EXERCISE -> Up to and including the line with "### LINKED ISSUE #2179: OOB", return every line from the start of the entries below exactly.

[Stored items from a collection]
***
PR #2197, opened 2023-03-06
Closes #2179 - Fixes OOB Error when writing SegArray to HDF5

### LINKED ISSUE #2179: OOB error when writing to HDF5 when number of locales exceeds number of columns in dataframe
[`var startValIdx = localSegs[locDom.low];`](https://github.com/Bears-R-Us/arkouda/blob/6ada664ab7ffc29b920ff5cba59d77a9325750d0/src/HDF5Msg.chpl#LL925C13-L925C53) is resulting in an OOB exception when the local subdomain is empty.

Ethan-DeBandi99:
Closes #2179

- Updates the SegArray write workflow for HDF5 to generate an empty file in the event that a locale contains no segments.
- Renames `writeNilStringsGroupToHdf` to `writeNilSegmentedGroupToHdf` and adds a ctype parameter to pass the value returned from `getDataType` or `getHDF5Type`.
- Applies a fix to `fixupSegBoundaries` to ensure that when a locale has no segments, values at index 0 are not overwritten.

### DIFF
--- a/src/HDF5Msg.chpl
+++ b/src/HDF5Msg.chpl
@@ -696,13 +696,15 @@ module HDF5Msg {
      * :arg writeOffsets: boolean switch for whether or not to write offsets/segements to file
      * :type writeOffsets: bool
      */
-    private proc writeNilStringsGroupToHdf(fileId: int, group: string, writeOffsets: bool) throws {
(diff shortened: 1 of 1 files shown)


pierce314159 (approved):
Looks good!

jaketrookman (approved):
Looks good to me

PR #4472, opened 2025-05-30
Closes #4468 aligning vecdot function to numpy

### LINKED ISSUE #4468: Align ak.vecdot to np.vecdot
The ak.vecdot function precedes the numpy vecdot function, which was only added in numpy version 2.0.0.  Their behavior doesn't match.

drculhane:
Closes #4468 

-----

Update to the update

I rebased, and seem to have included changes that were already in the most recent master.

-----

Update

The array_api tests had a test of vecdot which included the comment "because numpy doesn't have a vecdot," and so it compared to something that performed the old computation.  That comment has been removed, and the test now compares the result to np.vecdot.

-----

Still a draft, for one more round of tests.

The old vecdot has been removed.  The new vecdot matches the performance of numpy vecdot, and includes an optional axis parameter which can be used when the input arrays have matching shape.  This didn't require any chapel-side code, just the use of broadcasting, binops, and ak.sum along the last axis.

I've added a comment in the Notes section of the docstring describing how to replicate the previous vecdot computation.

### DIFF
--- a/tests/numpy/numeric_test.py
+++ b/tests/numpy/numeric_test.py
@@ -1538,7 +1538,7 @@ class TestNumeric:
     def test_vecdot_1d(self, dtype, size):
         seed = pytest.seed if pytest.seed is not None else 8675309
         a = ak.randint(0, 100, size, dtype=dtype, seed=seed)
-        b = ak.randint(0, 100, size, dtype=dtype)
+        b = ak.randint(0, 100, size, dtype=dtype, seed=seed + 1)
         np_vecdot = np.vecdot(a.to_ndarray(), b.to_ndarray())
         ak_vecdot_f = ak.vecdot(a, b)
         ak_vecdot_r = ak.vecdot(a, b)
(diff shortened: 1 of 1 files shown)


1RyanK (approved):
Looks good! My personal opinion is that we should match numpy behavior, so assuming no one is currently using the old version of vecdot I'd be okay with this overwriting the old one.

tests/numpy/numeric_test.py
```diff
@@ -1561,3 +1532,114 @@ def test_take_multidim(self, dtype, axis):
         anp_taken = np.take(anp, indices_np, axis=axis)
 
         assert np.array_equal(a_taken.to_ndarray(), anp_taken)
+
+    @pytest.mark.parametrize("dtype", NO_BOOL)
+    @pytest.mark.parametrize("size", pytest.prob_size)
+    def test_vecdot_1d(self, dtype, size):
+        seed = pytest.seed if pytest.seed is not None else 8675309
+        a = ak.randint(0, 100, size, dtype=dtype, seed=seed)
+        b = ak.randint(0, 100, size, dtype=dtype)
```
ajpotts, line 1541: Why does `a` have a seed but not `b`?

ajpotts (approved):
Great work.  Thanks for fixing this.  I like all the tests.

tests/numpy/numeric_test.py
drculhane: You know ... that's a darn good question.  I thought the first seed would suffice, and that b would be the same each time.  I was wrong about that.  So I've added a seed to the generation of b in all of the vecdot tests.

But that prompted me to go through the whole of numeric_test, and it seems to me that we're inconsistent with our use of seeds.  I think the point of seeds is to ensure we're always running the same test.  So ... this might be a worthy issue.

ajpotts: I think they should all use `pytest.seed` and then we can always run the tests with a different` pytest.seed` value.  Thanks for fixing this.

PR #4484, opened 2025-06-02
Closes #4483: result_type function that also handles bigint

### LINKED ISSUE #4483: `result_type` function that also handles `bigint`
**Feature Description**
Numpy has a `result_type` function that takes in arrays or data types and returns a data type that would be the data type of the output of doing most binary operations on the two input types. It would be nice to have something in arkouda that could also handle things like `bigint` as well.

1RyanK:
Creates `ak.result_type` which enables users to check the output of a `binop` python-side. Useful for the reworking of the `binop` functions.

Closes #4483: result_type function that also handles bigint


arkouda/numpy/dtypes.py
```diff
@@ -228,6 +230,71 @@ def can_cast(from_, to) -> builtins.bool:
...
+
+    Determine the result dtype that would be returned by a NumPy-like operation
+    on the provided input arguments, accounting for Arkouda's extended types
+    such as ak.bigint.
+
+    This function mimics numpy.result_type, with support for Arkouda types.
+
+    Parameters
+    ----------
+    *args: pdarray, dtype, or type
```
ajpotts, line 245: This should be `Union[pdarray, np.dtype, type]`

arkouda/numpy/dtypes.py
```diff
@@ -228,6 +230,71 @@ def can_cast(from_, to) -> builtins.bool:
...
+        One or more input objects. These can be NumPy arrays, dtypes, Python
+        scalar types, or Arkouda pdarrays.
+
+    Returns
+    -------
+    dtype : numpy.dtype
```
ajpotts, line 251: This should be `Union[np.dtype, type]`, exactly matching the function description.

arkouda/numpy/dtypes.py
```diff
@@ -228,6 +230,71 @@ def can_cast(from_, to) -> builtins.bool:
...
+            dt = arg
+        elif hasattr(arg, "dtype"):
+            dt = arg.dtype
+        else:
+            dt = np.result_type(arg)
+
+        # Normalize Arkouda custom dtypes
+        if dt == bigint:
+            has_bigint = True
+        elif dt == float64 or dt == np.float64 or dt is float:
```
ajpotts, line 277: Please use `_is_dtype_in_union(float, float_scalars)` instead, it will include all supported float types including `np.float32`.

arkouda/numpy/dtypes.py
```diff
@@ -228,6 +230,71 @@ def can_cast(from_, to) -> builtins.bool:
...
+            has_float = True
+            np_dtypes.append(np.dtype(np.float64))
+        elif dt == int64 or dt == np.int64 or dt is int:
```
ajpotts, line 280: Similar to above, use `_is_dtype_in_union(float, int_scalars)`

ajpotts (approved):
Love this!  Thanks for putting it together.

arkouda/numpy/dtypes.py
1RyanK: Done!

arkouda/numpy/dtypes.py
1RyanK: Done!

arkouda/numpy/dtypes.py
1RyanK: I switched it to `_is_dtype_in_union(dt, Union[float, np.float64, float64])`. If it evaluates to `True`, we are then doing `np_dtypes.append(np.dtype(np.float64))`, which only makes sense if the input should be taken as a 64 bit float. If the code is handed something with a `np.float32`, that is handled a couple of lines down:
```
elif isinstance(dt, np.dtype):
    if dt.kind == "f":
        has_float = True
    np_dtypes.append(dt)
```
Similar for the `int` situation.

PR #4514, opened 2025-06-03
Closes #4293 add doctest to array api constants module

### LINKED ISSUE #4293: add doctest to array_api/_constants module

ajpotts:
Adds `doctest` unit test for the `array_api/_constants` module.

Closes #4293 add doctest to array api constants module

### DIFF
--- a/pytest.ini
+++ b/pytest.ini
@@ -3,6 +3,7 @@ filterwarnings =
     ignore:Version mismatch between client .*
 testpaths =
     tests/array_api/typing_test.py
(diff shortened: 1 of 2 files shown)


drculhane (approved):
Downloaded and ran this, and it works as advertised.  Line 17 of array_api/array_object.py has a pre-existing typo ("local" where it means "locale").  You might want to correct that while you're in there.  In either case, approved.

jaketrookman (approved):

PR #4557, opened 2025-06-05
Closes #4497: Create a repartitionByLocaleString function

### LINKED ISSUE #4497: Create a `repartitionByLocaleString` function
**Feature Description**
Given a segmented String and an array of integers representing destination locales, return what basically amounts to a segmented String for each locale (e.g. using `[PrivateSpace] List(uint(8))` for the bytes and then something similar for the offsets)

**Example Behavior**
Ideally this can be ripped straight out of `concatenate_uniquely`

1RyanK:
Moved some of the logic from my `concatenateUniqueStrMsg` function into the newly created `Repartition` module. No new unit tests because this is still tested by `test_concatenate_uniquely`.

There are three coforalls in the `Repartition` version, but I think ultimately, it is a small price to pay for the convenience of a helper function in this context. Moreover, I don't think any of the coforalls are particularly cumbersome.

I also revamped a `for` into two `forall`s, which if there are at least two threads, I think that's a win.

Closes #4497: Create a repartitionByLocaleString function

### DIFF
--- a/src/ConcatenateMsg.chpl
+++ b/src/ConcatenateMsg.chpl
@@ -22,6 +22,8 @@ module ConcatenateMsg
     use Set;
     use List;
 
+    use Repartition;
+
     private config const logLevel = ServerConfig.logLevel;
     private config const logChannel = ServerConfig.logChannel;
     const cmLogger = new Logger(logLevel, logChannel);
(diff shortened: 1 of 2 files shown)


drculhane (approved):
Whew.  That's a ton of code, and it all looks good.  Nice work.

ajpotts (approved):
Thanks for this one!

PR #4563, opened 2025-06-09
Closes #4460: Simplify and extend logic in binopvs

### LINKED ISSUE #4460: Simplify and extend logic in `binopvs`
**Feature Description**
Part of issue #4448, but restricted to just `binopvs`

### LINKED ISSUE #4461: Simplify and extend logic in `binopsv`
**Feature Description**
Part of issue #4448, but restricted to just `binopsv`

1RyanK:
Applied mostly the same changes to `binopvs` and `binopsv` from `binopvv`. This could possibly benefit from being collapsed into one function that works regardless of vector or scalar.

Closes #4460: Simplify and extend logic in binopvs
Closes #4461: Simplify and extend logic in binopsv

### DIFF
--- a/arkouda/numpy/dtypes.py
+++ b/arkouda/numpy/dtypes.py
@@ -219,8 +219,13 @@ def can_cast(from_, to) -> builtins.bool:
 
     """
     if isSupportedInt(from_):
-        if (from_ < 2**64) and (from_ >= 0) and (to == dtype(uint64)):
-            return True
+        if isinstance(from_, int):
+            if (from_ < 2**64) and (from_ >= 0) and (to == dtype(uint64)):
+                return True
+            elif (from_ < 2**63) and (from_ >= -(2**63)) and (to == dtype(int64)):
+                return True
+    elif isSupportedFloat(from_):
+        return _is_dtype_in_union(to, float_scalars)
 
     if (np.isscalar(from_) or _is_dtype_in_union(from_, numeric_scalars)) and not isinstance(
         from_, (int, float, complex)
@@ -255,7 +260,7 @@ def result_type(*args: Union[pdarray, np.dtype, type]) -> Union[np.dtype, type]:
     Notes
     -----
     This function is meant to be a drop-in replacement for numpy.result_type
-    but includes logic to support Arkouda's bigint types.
+    but includes logic to support Arkouda's bigint type.
     """
     from numpy.typing import DTypeLike
 
--- a/arkouda/numpy/pdarrayclass.py
+++ b/arkouda/numpy/pdarrayclass.py
@@ -21,6 +21,7 @@ from arkouda.numpy.dtypes import get_byteorder, get_server_byteorder
 from arkouda.numpy.dtypes import int64 as akint64
 from arkouda.numpy.dtypes import (
     int_scalars,
+    isSupportedBool,
     isSupportedInt,
     isSupportedNumber,
     numeric_scalars,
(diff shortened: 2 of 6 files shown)


src/BinOp.chpl
```diff
@@ -297,695 +297,283 @@ module BinOp
...
-          }
+
+          when "<" { e = (l.a: castType) < (val: castType); }
+          when "<=" { e = (l.a: castType) <= (val: castType); }
+          when ">" { e = (l.a: castType) > (val: castType); }
+          when ">=" { e = (l.a: castType) >= (val: castType); }
+          when "==" { e = (l.a: castType) == (val: castType); }
+          when "!=" { e = (l.a: castType) != (val: castType); }
+          otherwise do return MsgTuple.error(nie); // Shouldn't happen
+
```
ajpotts, line 335: Throughout this function, in most cases everything is cast every time.  Will casting something that doesn't need to be cast cause it to be slower?

ajpotts (approved):

arkouda/numpy/dtypes.py
```diff
@@ -219,8 +219,13 @@ def can_cast(from_, to) -> builtins.bool:
...
     if isSupportedInt(from_):
-        if (from_ < 2**64) and (from_ >= 0) and (to == dtype(uint64)):
-            return True
+        if isinstance(from_, int):
+            if (from_ < 2**64) and (from_ >= 0) and (to == dtype(uint64)):
+                return True
+            elif (from_ < 2**63) and (from_ >= -(2**63)) and (to == dtype(int64)):
+                return True
+    elif isSupportedFloat(from_):
+        return _is_dtype_in_union(to, float_scalars)
```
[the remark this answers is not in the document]
1RyanK: If I revert it, `test_pdarray_and_scalar_ops` in `operator_test.py` fails. I think I had to change the logic in `_binop` and this seemed to be the easiest way to fix it.

src/BinOp.chpl
e-kayrakli: I wouldn't expect a noticeable hit for primitive types, but this would be good to confirm somehow. FWIW, the forall loop the compiler generates for these expressions look like the cast is being done element-wise, instead of creating a full-blown copy of the array with elements cast to `castType`, which would really kill performance. From that point, the compiler is doing what it supposed to do.

src/BinOp.chpl
```diff
@@ -297,695 +297,283 @@ module BinOp
...
-        }
-      } else if etype == real {
+
+      if lType == bool && rType == bool {
         select op {
-          // True division is the only integer type that would result in a
-          // resultant type of `real`
-          when "/" {
-            e = l.a:real / val:real;
-          }
```
e-kayrakli, line 459: I can't really follow the diff and see whether this special-case is lost or somewhere else.

src/BinOp.chpl
```diff
@@ -297,695 +297,283 @@ module BinOp
...
-        when ">>" {
-          if(val){
-            e = l.a:int >> val:int;
-          }else{
-            e = l.a:int;
-          }
+        when "*" { e = (l.a: etype * val: etype): etype; }
+        when "+" { e = (l.a: etype + val: etype): etype; }
+        when "-" { e = (l.a: etype - val: etype): etype; }
+        when "/" { e = ((l.a: etype) / (val: etype)): etype; }
```
e-kayrakli, line 375: Why did you need a different parentheses here? Is there something off with operator precedence?

src/BinOp.chpl
1RyanK: This is handled by `src/BinOp.chpl` line 375 in the new code. There are a few main ifs that determine what happens. They are:
```Chapel
if etype == bool {
...
else if lType == bool && rType == bool && etype == uint(8) {
...
else if etype == real(32) || etype == real(64) {
...
else {
...
```
If the operator is `/`, and the two types aren't both `bool`, then the output is guaranteed to be guaranteed to be `real(64)`. I included `real(32)` because if the list of supported data types gets expanded, then this will handle everything automatically.

arkouda/numpy/pdarrayclass.py
```diff
@@ -776,18 +767,20 @@ def _r_binop(self, other: pdarray, op: str) -> pdarray:
...
-            # do the cast so that return array will have same dtype
-            dt = self.dtype.name
-            other = self.dtype.type(other)
         if dt not in DTypes:
             raise TypeError(f"Unhandled scalar type: {other} ({type(other)})")
+
+        from arkouda.numpy.dtypes import can_cast as ak_can_cast
+
+        if self.dtype != "bigint" and ak_can_cast(other, self.dtype):
+            dt = str(self.dtype)
```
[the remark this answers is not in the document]
1RyanK: Done!

src/BinOp.chpl
1RyanK: I took them out. Sometimes when I'm writing code, I put in extra parentheses so I'm certain that it runs the way I want it to, and sometimes I don't. But I imagine if it's working for the three lines above this, it should work here as well.

e-kayrakli: I am definitely for using parentheses sometimes redundantly, I completely agree with that. But I do feel even more strongly for consistent coding style :) If you feel more comfortable with parentheses, by all means use them, but use them on the lines above, too. ;)

PR #4568, opened 2025-06-10
Closes-4567 aligns use of pytest.seed in numeric_test.py

### LINKED ISSUE #4567: Fix missing and non-standard uses of seed in numeric_test.py
Several tests in numeric_test.py use pytest.seed.  Of these, a few need attention.

test_cast and test_histogram set seed based on pytest.seed, but then don't use it (in both cases, the seed is passed into np.random.seed, but then only ak.randint is used to generate random numbers).  These should be corrected to use the seed with ak.randint, so that tests are reproducible.

test_histogram_multidim uses a seed hardcoded as 1.  test_precision uses seeds hardcoded as 1 and 2.  These should be corrected to pytest.seed and pytest.seed + 1, as we do elsewhere.

drculhane:
Closes #4567 

There were inconsistencies in the use of pytest.seed in tests/numpy/numeric_test.py.  This resolves the ones in test_cast, test_histogram, test_histogram_multidim, and test_precision.  That should be all.

Note: the np.random.seed(seed) call was removed from test_cast and test_histogram, because only ak.randint was being used for random number generation.  But it's been retained in test_histogram_multidim because that test uses both ak.randint and np.random.

### DIFF
--- a/tests/numpy/numeric_test.py
+++ b/tests/numpy/numeric_test.py
@@ -230,13 +230,12 @@ class TestNumeric:
     @pytest.mark.parametrize("prob_size", pytest.prob_size)
     def test_cast(self, prob_size, cast_to):
         seed = pytest.seed if pytest.seed is not None else 8675309
-        np.random.seed(seed)
         arrays = {
-            ak.int64: ak.randint(-(2**48), 2**48, prob_size),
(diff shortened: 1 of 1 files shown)


ajpotts (approved):
Looks good.  Thanks for fixing this!

ajpotts (approved):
***
EXERCISE ANSWER ->
PR #2197, opened 2023-03-06
Closes #2179 - Fixes OOB Error when writing SegArray to HDF5

### LINKED ISSUE #2179: OOB error when writing to HDF5 when number of locales exceeds number of columns in dataframe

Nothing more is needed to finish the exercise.